Un groupe de recherche regroupant les universités de Colombie-Britannique, du Manitoba, de Calgary en Alberta, McGill à Montréal en collaboration avec Pêches et Océans Canada, étudie les déplacements des gaz à effet de serre comme le dioxyde de carbone et le méthane, entre l’océan et l’atmosphère en Arctique. Ce programme de recherche, qui a débuté en 2002, se fait en collaboration avec la collectivité de Cambridge Bay au Nunavut. Cependant, l’intégration du savoir traditionnel au protocole a été repoussée en raison des restrictions de voyage et de regroupement en vigueur au Nunavut.
L’océan aux premières loges du réchauffement climatique
En Arctique, la hausse des températures est plus élevée que dans le reste du monde. Les schémas de circulation des gaz à effet de serre entre l’atmosphère et l’océan qui pourraient se produire dans le futur ne sont pas encore complètement connus. Pour Lisa Miller, partenaire dans ce projet et géochimiste à Pêches et Océans Canada, il est crucial de mesurer ces interactions aujourd’hui afin de comprendre et d’analyser ce qui pourrait se passer dans les prochaines années. En effet, l’océan Arctique joue un rôle fondamental dans la régulation du climat en absorbant le dioxyde de carbone produit par les activités humaines.
« L’océan Arctique est l’un des puits de carbone les plus importants, mais l’une des questions fondamentales est de savoir si l’océan Arctique sera encore capable de continuer à absorber le dioxyde de carbone de l’atmosphère, est-ce que ce processus peut ralentir ou même s’inverser », s’interroge-t-elle.
Orienter les recherches
Pour le chef de projet et professeur associé à l’université de Calgary, Brent Else, l’idée d’impliquer la collectivité de Cambridge Bay s’est imposée rapidement.
« Nous avons essayé de trouver des façons de rendre la science plus utile pour les collectivités de l’Arctique et l’un des moyens est de faire participer ces collectivités », indique-t-il lors d’une entrevue.

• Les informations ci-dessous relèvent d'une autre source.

PR #10, opened 2022-08-15
Support for passive servers + imx8 hardware

lucypa:
The below commits enable a pd to be "passive" by signalling the monitor to then remove a pd's scheduling context and bind it with that pd's notification objects. 
Users can specify a pd is passive by setting adding a boolean to the system xml. In order for the passive server to run, it needs a notification object and cap. 
In order to properly initialise, the passive server requires a scheduling context to start with. Once initiliased, the passive server then signals to the monitor that initialisation is complete, and the monitor will then unbind the passive server's scheduling context, and instead bind it to the passive server's notification cap. This is required so that the passive server will be scheduled when it gets a notification.


tool/sel4coreplat/__main__.py
```diff
@@ -1486,6 +1503,7 @@ def build_system(
     for pd in system.protection_domains:
         # Could use pd.elf_file.write_symbol here to update variables if required.
         pd_elf_files[pd].write_symbol("sel4cp_name", pack("<16s", pd.name.encode("utf8")))
+        pd_elf_files[pd].write_symbol("passive", pack("?", pd.passive))
```
bennoleslie, line 1506: What does `?` do in this context?

example/imx8mm/passive_server/client.c
```diff
@@ -0,0 +1,20 @@
...
+
+    /* message the server */
+    sel4cp_mr_set(0, 0);
+    (void) sel4cp_ppcall(SERVER_CH, sel4cp_msginfo_new(1, 1));
+}
+
+void
+notified(sel4cp_channel ch)
+{
+    sel4cp_dbg_puts("Client recieved a notification on an unexpected channel\n");
```
bennoleslie: please make the debug output consistent suggest:

```client: PD init function invoked```

and

```client: received a notification on an unexpected channel\n```

File: example/imx8mm/passive_server/passive_server.system [hunk 3]
```diff
@@ -0,0 +1,21 @@
...
+    <protection_domain name="client" priority="99">
+        <program_image path="client.elf" />
+    </protection_domain>
+
+    <channel>
+        <end pd="server" id="0" />
+        <end pd="client" id="0" />
+    </channel>
+
+</system>
```
bennoleslie: Add a newline at end of line for consistency for other system files.

example/imx8mm/passive_server/server.c
```diff
@@ -0,0 +1,29 @@
+
+#include <sel4cp.h>
+
+sel4cp_msginfo 
+protected(sel4cp_channel ch, sel4cp_msginfo msginfo)
+{
+    switch (sel4cp_msginfo_get_label(msginfo)) {
+        case 0:
+            sel4cp_dbg_puts("Server is running on clients scheduling context\n");
```
bennoleslie: similar to comment on the `client` side. Please use `server:` consistently for the printing.

bennoleslie (changes requested):
There are some minor comments, but overall this looks good.

Overall there are a few other things that need to be done:

1. The `manual.md` needs to be update with the new interfaces.
2. I think that merge request needs to be a bit more descriptive of the implementation. It is mostly self-explanatory, but the MR will be there for people learning in the future, so if possible describe the changes to the implementation in some detail. Something like:

> The passive server needs a notification object and cap because .....
> The passive server has the monitor unbind the scheduler context at time x so that ...
> The bootstrap size is increase from 90 -> 120 because ...

Should take no more than an hour, but will be great help for others in the future.

I don't want to change this MR at this point, but in future I think it would be ideal so split the "add hardware support" and "add new feature" changes in to separate MRs.

(Of course, relies on me doing MR reviews in a much more timely manner, so understand why these are batched up right now!).

tool/sel4coreplat/__main__.py
lucypa: `?` is for a boolean type with a size of a single byte (as per https://docs.python.org/3/library/struct.html#format-characters )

À Cambridge Bay, les inquiétudes de la population concernent la pollution marine et les changements des conditions climatiques qui rendent les prévisions météorologiques plus difficiles qu’auparavant. En 2015, des stations météo ont été installées sur les sites de chasse et de pêche les plus fréquentés à Cambridge Bay.
Pour Beverly Maksagak, responsable au sein de l’organisme des chasseurs et trappeurs Ekaluktutiak (EHTO), et partenaire dans ce projet, ces stations permettent d’enregistrer les nouveaux régimes climatiques issus du réchauffement climatique. Les conséquences de l’augmentation du trafic maritime et les rejets des navires, principalement autour des sites de mines, doivent aussi être surveillés de près selon elle.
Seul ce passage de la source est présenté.